Are you ready to dive into the realm of image classification using the ConvNeXt Pico OLS model? This power-packed model, trained on the ImageNet-1k dataset, makes it easier than ever to classify images with precision. In this guide, we will walk you through the setup and usage, so you can unleash the full potential of this tool!

Understanding the Model

The ConvNeXt Pico OLS model is fundamentally an image classification backbone, designed to analyze and categorize images effectively. Imagine it as a finely tuned musical instrument, each part working in perfect harmony to create beautiful melodies—here, the melody is the accurate classification of your images. Below are some key stats about the model:

• Parameters: 9.1 million
• GMACs: 1.4
• Activation Complexity: 6.5 million activations
• Image Size: 224 x 224 for training, 288 x 288 for testing

Getting Started with the Model

To start using the ConvNeXt Pico OLS model, follow the steps below:

1. Setting Up Your Environment

You’ll need to have the following libraries installed in your Python environment:

• PIL for image handling
• timm for accessing various models
• torch for tensor calculations

2. Image Classification

Here’s how to classify an image using the ConvNeXt model:

python
from urllib.request import urlopen
from PIL import Image
import timm
import torch

# Load an image
img = Image.open(urlopen("https://huggingface.co/datasets/huggingface/documentation-images/resolve/main/beignets-task-guide.png"))

# Create the model
model = timm.create_model("convnext_pico_ols.d1_in1k", pretrained=True)
model = model.eval()

# Get model specific transforms (normalization, resize)
data_config = timm.data.resolve_model_data_config(model)
transforms = timm.data.create_transform(**data_config, is_training=False)

# Classify the image
output = model(transforms(img).unsqueeze(0))  # unsqueeze single image into batch of 1
top5_probabilities, top5_class_indices = torch.topk(output.softmax(dim=1) * 100, k=5)

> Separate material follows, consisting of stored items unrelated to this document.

PR #768, opened 2018-07-05
XWIKI-15406: Parsed LESS code in SSX objects always produces the same…

atallahade:
… CSS, even with 'no caching' set

* Disable LESS caching for SSX when the cache policy is set to "no caching".

See https://jira.xwiki.org/browse/XWIKI-15406.

### DIFF
--- a/xwiki-platform-core/xwiki-platform-skin/xwiki-platform-skin-skinx/src/main/java/com/xpn/xwiki/web/sx/SxDocumentSource.java
+++ b/xwiki-platform-core/xwiki-platform-skin/xwiki-platform-skin-skinx/src/main/java/com/xpn/xwiki/web/sx/SxDocumentSource.java
@@ -138,7 +138,8 @@ public class SxDocumentSource implements SxSource
                     LESSResourceReference lessResourceReference =
                         lessResourceReferenceFactory.createReferenceForXObjectProperty(objectPropertyReference);
                     try {
-                        sxContent = lessCompiler.compile(lessResourceReference, true, (parse == 1), false);
+                        // We don't use cache here because it should be managed by the browser using cache policy.
+                        sxContent = lessCompiler.compile(lessResourceReference, true, (parse == 1), true);
                     } catch (LESSCompilerException e) {
                         // Set the error message in a CSS comment to help the developer understand why its SSX is not
                         // working (it will work only if the CSS minifier is not used).
--- a/xwiki-platform-core/xwiki-platform-skin/xwiki-platform-skin-skinx/src/main/java/com/xpn/xwiki/web/sx/SxDocumentSource.java
+++ b/xwiki-platform-core/xwiki-platform-skin/xwiki-platform-skin-skinx/src/main/java/com/xpn/xwiki/web/sx/SxDocumentSource.java
@@ -139,7 +139,7 @@ public class SxDocumentSource implements SxSource
                         lessResourceReferenceFactory.createReferenceForXObjectProperty(objectPropertyReference);
                     try {
                         sxContent = lessCompiler.compile(lessResourceReference, true, (parse == 1),
-                            CachePolicy.FORBID.equals(getCachePolicy()));
+                            CachePolicy.FORBID == getCachePolicy());
                     } catch (LESSCompilerException e) {
                         // Set the error message in a CSS comment to help the developer understand why its SSX is not
                         // working (it will work only if the CSS minifier is not used).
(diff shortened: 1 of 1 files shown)


xwiki-platform-core/xwiki-platform-skin/xwiki-platform-skin-skinx/src/main/java/com/xpn/xwiki/web/sx/SxDocumentSource.java
```diff
@@ -138,7 +138,8 @@ public String getContent()
                     LESSResourceReference lessResourceReference =
                         lessResourceReferenceFactory.createReferenceForXObjectProperty(objectPropertyReference);
                     try {
-                        sxContent = lessCompiler.compile(lessResourceReference, true, (parse == 1), false);
+                        // We don't use cache here because it should be managed by the browser using cache policy.
+                        sxContent = lessCompiler.compile(lessResourceReference, true, (parse == 1), true);
```
gdelhumeau: So you never use the LESS cache? Note that the LESS compiler is very CPU-consuming. If you never cache, LESS compiler will be used for each individual request. IMO, you will just make the wiki crash all the time.

See: https://jira.xwiki.org/browse/XWIKI-15406?focusedCommentId=99267&page=com.atlassian.jira.plugin.system.issuetabpanels:comment-tabpanel#comment-99267

gdelhumeau: > The LESS compiler will not always be used if you enable the SSX cache as the browser will 
> not make the request (if it has previously cached the page).

If thousands of new users (with empty cache) come in the same time, you will have trouble. What I would do is to disable the LESS cache when the developer of the SSX set "no cache" at the browser policy, but still use it otherwise. This way, it is the responsibility of the developer to set the correct cache value.

> Also why would the wiki crash if the LESS cache is disable?

Having too much load on a server is a good way to make it crash.

>  I guess it depends on how many requests are being made.

Definitively.
> What I can do is to disable velocity compiled code being cached and instead compile the 
> velocity code each time the request is made instead of the whole LESS + velocity.

I don't think you can do that because velocity is executed before LESS.

atallahade: > What I would do is to disable the LESS cache when the developer of the SSX set "no cache" at the browser policy, but still use it otherwise

Done, indeed you suggestion is better as LESS cache will be used at least when the cache policy is not set to "no caching".

xwiki-platform-core/xwiki-platform-skin/xwiki-platform-skin-skinx/src/main/java/com/xpn/xwiki/web/sx/SxDocumentSource.java
```diff
@@ -138,7 +138,8 @@ public String getContent()
                     LESSResourceReference lessResourceReference =
                         lessResourceReferenceFactory.createReferenceForXObjectProperty(objectPropertyReference);
                     try {
-                        sxContent = lessCompiler.compile(lessResourceReference, true, (parse == 1), false);
+                        sxContent = lessCompiler.compile(lessResourceReference, true, (parse == 1),
+                            CachePolicy.FORBID.equals(getCachePolicy()));
```
tmortagne: It's an enum so you can use `==`.

tmortagne: That too :)

atallahade: > BTW, should it be CachePolicy.FORBID != getCachePolicy() ?

Nope, the last argument is:
> * @param force force the computation, even if the output is already in the cache (not recommended)

So we want to force the computation only when `CachePolicy.FORBID == getCachePolicy()`

tmortagne: Right, I looked at the wrong diff and tough `false` was your previous version :)

So indeed it should be false unless we don't want to cache

PR #769, opened 2018-07-05
XWIKI-15381: Simple users don't have right to remove an annotation (t…

atallahade:
…hey created) from the Comments section

* Fix wrong comparison between user comment author and current user.

### DIFF
--- a/xwiki-platform-core/xwiki-platform-flamingo/xwiki-platform-flamingo-skin/xwiki-platform-flamingo-skin-resources/src/main/resources/flamingo/commentsinline.vm
+++ b/xwiki-platform-core/xwiki-platform-flamingo/xwiki-platform-flamingo-skin/xwiki-platform-flamingo-skin-resources/src/main/resources/flamingo/commentsinline.vm
@@ -141,6 +141,7 @@ $xwiki.ssfx.use('uicomponents/viewers/comments.css', true)
   #if ("$!commentSelection" != "")
     #set($isAnnotation = true)
   #end
+  #set ($isUserComment = $services.model.resolveDocument($comment.author, 'current') == $xcontext.userReference)
   <div id="xwikicomment_${comment.number}" class="xwikicomment  #if($comment.getProperty('author').value == $doc.creator) commentByCreator#end#if($isAnnotation) annotation#end">
     <div class="commentavatar">#if("$!comment.replyto" == '')#largeUserAvatar($comment.author)#{else}#mediumUserAvatar($comment.author)#end</div>
     <div class="commentheader">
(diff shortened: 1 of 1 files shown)


xwiki-platform-core/xwiki-platform-flamingo/xwiki-platform-flamingo-skin/xwiki-platform-flamingo-skin-resources/src/main/resources/flamingo/commentsinline.vm
```diff
@@ -141,6 +141,7 @@ $xwiki.ssfx.use('uicomponents/viewers/comments.css', true)
   #if ("$!commentSelection" != "")
     #set($isAnnotation = true)
   #end
+  #set ($isUserComment = $services.model.resolveDocument($comment.author, 'current') == $xcontext.userReference)
```
mflorea: I think the 'user' (hint) resolver would be more appropriate in this case.

xwiki-platform-core/xwiki-platform-flamingo/xwiki-platform-flamingo-skin/xwiki-platform-flamingo-skin-resources/src/main/resources/flamingo/commentsinline.vm
```diff
@@ -153,12 +154,12 @@ $xwiki.ssfx.use('uicomponents/viewers/comments.css', true)
...
-        #if($services.model.resolveDocument($comment.author, 'current') == $xcontext.userReference || $hasAdmin)
+        #if($hasAdmin || $isUserComment)
           <a class="edit btn btn-default btn-xs" rel="nofollow" href="$doc.getURL('view', "viewer=comments&amp;number=${comment.number}&amp;xredirect=$doc.getURL('view')")" title="$services.localization.render('core.viewers.comments.edit')">$services.icon.renderHTML('pencil')</a>
         #end
       #end
       <a class="permalink btn btn-default btn-xs" rel="nofollow" href="$doc.getURL('view', 'viewer=comments')#xwikicomment_${comment.number}" title="$services.localization.render('core.viewers.comments.permalink')">$services.icon.renderHTML('link')</a>
-      #if ($hasAdmin || (!$isGuest && $hasEdit && $comment.author == $xcontext.user))
+      #if ($hasAdmin || ($hasEdit && $isUserComment))
```
mflorea: You dropped the ``!$isGuest`` condition, probably thinking that if a guest user can add a comment/annotation then he should be able to remove it, but then a guest user will be able to delete the comments/annotations of other guests.

xwiki-platform-core/xwiki-platform-flamingo/xwiki-platform-flamingo-skin/xwiki-platform-flamingo-skin-resources/src/main/resources/flamingo/commentsinline.vm
atallahade: I didn't change the existing code but if you think the `user` hint is better then we can try to use it.

xwiki-platform-core/xwiki-platform-flamingo/xwiki-platform-flamingo-skin/xwiki-platform-flamingo-skin-resources/src/main/resources/flamingo/commentsinline.vm
atallahade: I though a guest was a non-logged user. In this case he wouldn't have rights to make annotations and the `$isUserComment` would always be `false`.

atallahade: Well I guess it also depends on the rights that have been setup.

mflorea: AFAIK you can give edit right to guest users. For instance @vmassol allows guest comments on [his blog](http://massol.myxwiki.org/xwiki/bin/view/Blog/).

atallahade: Tried it and the `$isUserComment` is false because the `$comment.author` is empty and $xcontext.userReference`  is null.

mflorea: Which means you're not resolving the comment author correctly. If the comment was added by a guest then the resolved user reference should be null (same as ``$xcontext.userReference``).

atallahade: Right, this behavior has been here since a while (for the remove button on the annotation) but I guess we can fix it now.

PR #771, opened 2018-07-09
XWIKI-15434: Create a displayer for the Page field that supports autocomplete

atallahade:
## Changes
* DefaultPageQueryBuilder, ImplicitlyAllowedValuesPageQueryBuilder
* Add support to nested maps serialization in MapAdapter.
* Improve AbstractDocumentListClassPropertyValuesProvider
  * Add icon and hint metadata to the property values.
  * Make the getIcon method return a map with icon related information.
  * Replace the document name with the parent space name when the
   document is WebHome in the getLabel method.
* Create a Page class property values provider.
* Display icons in the selectize when an icon metadata is passed.
* Create a displayer for the Page class.
* Add related tests
* Increase jacoco threshold

## Jira
https://jira.xwiki.org/browse/XWIKI-15434

## Example
autocomplete-07

## Could be enhanced
* Search pages with the shown label name (e.g. "Sandbox Test Page 1").
* Support for the `wiki:` prefix / search through sub-wikis.
* Show also the name of the document in the hint?

### DIFF
--- a/xwiki-platform-core/xwiki-platform-rest/xwiki-platform-rest-model/src/main/java/org/xwiki/rest/model/jaxb/MapAdapter.java
+++ b/xwiki-platform-core/xwiki-platform-rest/xwiki-platform-rest-model/src/main/java/org/xwiki/rest/model/jaxb/MapAdapter.java
@@ -29,7 +29,7 @@ import javax.xml.bind.annotation.adapters.XmlAdapter;
  * output format is XML and as a JSON object when the output format is JSON. This adapter allows us to use
  * {@link java.util.Map} in the REST resource that retrieves the class property values, while the XML serialization will
  * be done using the schema-generated {@link Map}.
- * 
+ *
  * @version $Id$
  * @since 9.8RC1
  */
@@ -42,7 +42,15 @@ public class MapAdapter extends XmlAdapter<Map, java.util.Map<String, java.lang.
             return null;
         } else {
             Map output = new Map();
-            input.forEach((key, value) -> output.getEntries().add(new MapEntry().withKey(key).withValue(value)));
+            for (String key : input.keySet()) {
+                java.lang.Object value = input.get(key);
+                if (value instanceof java.util.Map) {
+                    java.util.Map<String, java.lang.Object> nestedMap = new HashMap<>();
+                    ((java.util.Map<?, ?>) value).forEach((k, v) -> nestedMap.put(k.toString(), v));
+                    value = marshal(nestedMap);
+                }
+                output.getEntries().add(new MapEntry().withKey(key).withValue(value));
+            }
             return output;
         }
     }
--- a/xwiki-platform-core/xwiki-platform-rest/xwiki-platform-rest-model/src/main/java/org/xwiki/rest/model/jaxb/MapAdapter.java
+++ b/xwiki-platform-core/xwiki-platform-rest/xwiki-platform-rest-model/src/main/java/org/xwiki/rest/model/jaxb/MapAdapter.java
@@ -42,8 +42,9 @@ public class MapAdapter extends XmlAdapter<Map, java.util.Map<String, java.lang.
             return null;
         } else {
             Map output = new Map();
-            for (String key : input.keySet()) {
-                java.lang.Object value = input.get(key);
+            for (java.util.Map.Entry<String, java.lang.Object> entry : input.entrySet()) {
+                String key = entry.getKey();
+                java.lang.Object value = entry.getValue();
                 if (value instanceof java.util.Map) {
                     java.util.Map<String, java.lang.Object> nestedMap = new HashMap<>();
                     ((java.util.Map<?, ?>) value).forEach((k, v) -> nestedMap.put(k.toString(), v));
--- a/xwiki-platform-core/xwiki-platform-rest/xwiki-platform-rest-server/src/main/java/org/xwiki/rest/internal/resources/classes/AbstractDocumentListClassPropertyValuesProvider.java
+++ b/xwiki-platform-core/xwiki-platform-rest/xwiki-platform-rest-server/src/main/java/org/xwiki/rest/internal/resources/classes/AbstractDocumentListClassPropertyValuesProvider.java
@@ -19,6 +19,8 @@
  */
 package org.xwiki.rest.internal.resources.classes;
 
+import java.util.Map;
+
 import javax.inject.Inject;
 import javax.inject.Named;
 
@@ -32,13 +34,14 @@ import org.xwiki.rest.model.jaxb.PropertyValue;
 import org.xwiki.rest.model.jaxb.PropertyValues;
 import org.xwiki.rest.resources.classes.ClassPropertyValuesProvider;
 
+import com.xpn.xwiki.XWiki;
 import com.xpn.xwiki.XWikiContext;
 import com.xpn.xwiki.objects.classes.ListClass;
 
 /**
  * Base class for {@link ClassPropertyValuesProvider} implementations that work with list properties whose values are
  * document references.
- * 
+ *
  * @param <T> the property type
  * @version $Id$
  * @since 10.6RC1
@@ -57,6 +60,17 @@ public abstract class AbstractDocumentListClassPropertyValuesProvider<T extends 
     @Inject
     @Named("viewable")
     private QueryFilter viewableFilter;
+
+    /**
+     * A map with an icon css class / url or with {@link org.xwiki.icon.IconManager#getMetaData icon metadata}.
+     *
+     * <p>The entries of this map are meant to be added to the metadata of the
+     * {@link #getValueFromQueryResult values of the query result}.
+     *
+     * @param documentReference document reference used to generate the icon
+     * @return a map with icon related information
+     */
+    protected abstract Map<String, Object> getIcon(DocumentReference documentReference);
 
     @Override
     protected PropertyValues getUsedValues(T propertyDefinition, int limit, String filter) throws QueryException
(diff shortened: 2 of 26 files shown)


xwiki-platform-core/xwiki-platform-rest/xwiki-platform-rest-server/src/main/java/org/xwiki/rest/internal/resources/classes/PageClassPropertyValuesProvider.java
```diff
@@ -0,0 +1,157 @@
...
+    protected PropertyValues getAllowedValues(PageClass pageClass, int limit, String filter) throws Exception
+    {
+        // Execute the query with the rights of the class last author because the query may not be safe.
+        return this.authorExecutor.call(() -> getValues(
+            this.allowedValuesQueryBuilder.build(pageClass), limit, filter, pageClass
+        ), pageClass.getOwnerDocument().getAuthorReference());
+    }
+
+    @Override
+    protected PropertyValue getValueFromQueryResult(Object result, PageClass propertyDefinition)
```
mflorea: ``AbstractDocumentListClassPropertyValuesProvider.java`` is already calling ``getHint()`` so I don't think you need to overwrite this method at all.

xwiki-platform-core/xwiki-platform-rest/xwiki-platform-rest-server/src/main/java/org/xwiki/rest/internal/resources/classes/UsersClassPropertyValuesProvider.java
```diff
@@ -80,23 +83,27 @@ protected PropertyValues getAllowedValues(UsersClass propertyDefinition, int lim
...
+                icon.put(META_DATA_ICON, xcontext.getWiki().getURL(avatarAttachment.getReference(), "download",
+                    "width=30&height=30&keepAspectRatio=true", null, xcontext));
             }
         } catch (XWikiException e) {
             this.logger.warn(
                 "Failed to read the avatar of user [{}]. Root cause is [{}]. Using the default avatar instead.",
                 userReference.getName(), ExceptionUtils.getRootCauseMessage(e));
         }
+        if (!icon.containsKey(META_DATA_ICON)) {
+            icon.put(META_DATA_ICON, xcontext.getWiki().getSkinFile("icons/xwiki/noavatar.png", true, xcontext));
```
mflorea: We could also try to use the icon theme here, for instance the ``user`` icon.

xwiki-platform-core/xwiki-platform-rest/xwiki-platform-rest-server/src/main/java/org/xwiki/rest/internal/resources/classes/AbstractDocumentListClassPropertyValuesProvider.java
```diff
@@ -58,6 +61,17 @@
...
+    /**
+     * A map with an icon css class / url or with {@link org.xwiki.icon.IconManager#getMetaData icon metadata}.
+     *
+     * <p>The entries of this map are meant to be added to the metadata of the
+     * {@link #getValueFromQueryResult values of the query result}.
+     *
+     * @param documentReference document reference used to generate the icon
+     * @return a map with icon related information
+     */
+    protected abstract Map<String, Object> getIcon(DocumentReference documentReference);
```
mflorea: I'm not convinced we should support both types of icon representations. It complicates the code, especially ``xwiki.selectize.js``. I think I prefer to return only ``META_DATA_ICON`` having a map as value. The user and group providers can fill the icon meta data map with the avatar URL and the ``IMAGE`` icon type. WDYT?

mflorea:
The issue mentioned in the PR title (XWIKI-8613) is not right I think. We're not adding the suggest to macro parameter yet (it is the goal but I don't think we're be able to do it for 10.6). We need an issue that is focused on improving the Page xclass property.

xwiki-platform-core/xwiki-platform-rest/xwiki-platform-rest-server/src/main/java/org/xwiki/rest/internal/resources/classes/PageClassPropertyValuesProvider.java
atallahade: Indeed, I forgot to remove this code. It's great that we don't need this anymore as it's a bit complex.

xwiki-platform-core/xwiki-platform-rest/xwiki-platform-rest-model/src/main/java/org/xwiki/rest/model/jaxb/MapAdapter.java
```diff
@@ -42,7 +42,15 @@ public Map marshal(java.util.Map<String, java.lang.Object> input) throws Excepti
             return null;
         } else {
             Map output = new Map();
-            input.forEach((key, value) -> output.getEntries().add(new MapEntry().withKey(key).withValue(value)));
+            for (String key : input.keySet()) {
```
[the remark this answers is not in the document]
atallahade: @mflorea Something like that?
```java
for (java.util.Map.Entry<String,java.lang.Object> entry: input.entrySet()) {
  String key = entry.getKey();
  java.lang.Object value = entry.getValue();
  ...
```
I wanted to use the foreach method with a lambda at first but I would have to handle the exception.
```java
input.forEach((key, value) -> { ... });
```

xwiki-platform-core/xwiki-platform-rest/xwiki-platform-rest-server/src/main/java/org/xwiki/rest/internal/resources/classes/AbstractDocumentListClassPropertyValuesProvider.java
atallahade: If I understand you want to move the old icon key (`META_DATA_ICON`) into the new icon metadata map (`META_DATA_ICON_META_DATA`) so that we only keep the map? It will make `xwiki.selectize.js` simpler indeed but we have to make sure that there are no other files to change.

mflorea:
Regarding what could be enhanced:

> Search pages with the shown label name (e.g. "Sandbox Test Page 1")

Indeed, but note that the label is determined by the Page property configuration. If the class author uses an explicit query or sets the "Value Field" then he controls what the label is that label will be part of the query. The problem is just that if he leaves the "Value Field" empty (which happens by default) then the ``ImplicitlyAllowedValuesPageQueryBuilder#build()`` fall-back (indirectly) on the ``doc.fullName`` (i.e. if the value field is not specified then the id field is used as value field). So the fix is easy: set the value field to ``doc.title`` in ``ImplicitlyAllowedValuesPageQueryBuilder#build()``, similar to what we do for the id field.

> Show also the name of the document in the hint?

No, but this made me realized that I overlooked something. The page name is technical. Everywhere in the UI we show the page title. This is fine because the page title is going to be the same as the page name in 90% of the cases (when simple users create pages they specify the page title and that title is used as page name). The rest of 10% is code / technical pages that use Velocity in the page title (mostly for localization). Now, the thing I overlooked. In ``PageClassPropertyValuesProvider#getHint()`` you use the entity name, which is technical. We need to do the same as the breadcrumb, i.e. show the (rendered) title of each page in the path. So the suggestion should look like:

    Title of the page
    Title of parent 1 / Title of parent 2 / ... / Title of parent N

For this I would add a ``getLabel(EntityReference)`` method in ``PageClassPropertyValuesProvider`` and use it both in ``getLabel(DocumentReference, String)`` and in ``getHint()``. Note that we also need to handle the case where the path in the hint is very long. Some ellipsis with CSS, preferably in the center, would be nice.

> Support for the wiki: prefix / search through sub-wikis.

I would keep things simple for now. Note that there is a wiki id and a wiki pretty name and we show the wiki pretty name in the UI so simple users won't be aware of the wiki id. Moreover, the ``wiki:`` prefix is technical and thus targeted for advanced users. Last but not least, an xclass can be used only in the wiki where it is defined: xclasses are local. So if we're talking about the Page xproperty picker then I think it's ok to keep it local for now. If we'll add support for cross wiki suggestions in the future we'll probably take into account the current wiki's user scope, like the user picker does, so that we don't show suggestions of main wiki pages on a subwiki that is closed to local users. Anyway, let's start simple.

xwiki-platform-core/xwiki-platform-rest/xwiki-platform-rest-server/src/main/java/org/xwiki/rest/internal/resources/classes/PageClassPropertyValuesProvider.java
```diff
@@ -93,24 +93,31 @@ protected PropertyValues getAllowedValues(PageClass pageClass, int limit, String
...
-                label = super.getLabel(documentReference, currentLabel);
+        String label;
+        try {
+            XWikiContext xcontext = this.xcontextProvider.get();
+            XWikiDocument document = xcontext.getWiki().getDocument(entityReference, xcontext);
+            label = document.getRenderedTitle(Syntax.PLAIN_1_0, xcontext);
+        } catch (XWikiException e) {
+            this.logger.error("Error while loading the document [{}]. Root cause is [{}]", entityReference,
+                ExceptionUtils.getRootCause(e));
+            if (entityReference instanceof DocumentReference) {
```
mflorea: I think the common practice is, in general, to check

    entityReference.type == EntityType.DOCUMENT

and then use

    new DocumentReference(entityReference)

but what you did will work fine in this context.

This code will load an image from a URL, process it, and then pass it through the ConvNeXt model. Finally, it provides you with the top 5 classifications along with their probabilities.

3. Extracting Feature Maps

To extract feature maps from the model, use the following code snippet:

python
# Load the image and model as before
img = Image.open(urlopen("https://huggingface.co/datasets/huggingface/documentation-images/resolve/main/beignets-task-guide.png"))
model = timm.create_model("convnext_pico_ols.d1_in1k", pretrained=True, features_only=True)
model = model.eval()

# Prepare the image
data_config = timm.data.resolve_model_data_config(model)
transforms = timm.data.create_transform(**data_config, is_training=False)

# Extract feature maps
output = model(transforms(img).unsqueeze(0))  # unsqueeze single image into batch of 1
for o in output:
    print(o.shape)

Think of this as taking the autopsy of the model after it processes an image—the feature maps tell you the various layers’ response to the inputs.

4. Generating Image Embeddings

Lastly, if you want to get the embeddings of the images, here’s how:

python
# Load the image and model
img = Image.open(urlopen("https://huggingface.co/datasets/huggingface/documentation-images/resolve/main/beignets-task-guide.png"))
model = timm.create_model("convnext_pico_ols.d1_in1k", pretrained=True, num_classes=0)  # remove classifier
model = model.eval()

# Prepare the image
data_config = timm.data.resolve_model_data_config(model)
transforms = timm.data.create_transform(**data_config, is_training=False)

# Generate embeddings
output = model(transforms(img).unsqueeze(0))  # output is (batch_size, num_features) shaped tensor
output = model.forward_features(transforms(img).unsqueeze(0))  # output is unpooled
output = model.forward_head(output, pre_logits=True)  # output is a (1, num_features) shaped tensor

This code extracts numerical representations of the image, allowing for more advanced analysis and machine learning tasks.

Troubleshooting

• If you encounter an issue with a missing package, ensure you have PIL, torch, and timm installed in your environment.
• Should your image fail to load, verify the URL and ensure it’s accessible.
• If the output is incorrect, double-check your input image size and ensure it’s formatted correctly.

For more insights, updates, or to collaborate on AI development projects, stay connected with fxis.ai.

Conclusion

Now you’re equipped with the knowledge to leverage the ConvNeXt Pico OLS model for a variety of image classification tasks. Explore different images and observe how well the model performs! At fxis.ai, we believe that such advancements are crucial for the future of AI, as they enable more comprehensive and effective solutions. Our team is continually exploring new methodologies to push the envelope in artificial intelligence, ensuring that our clients benefit from the latest technological innovations.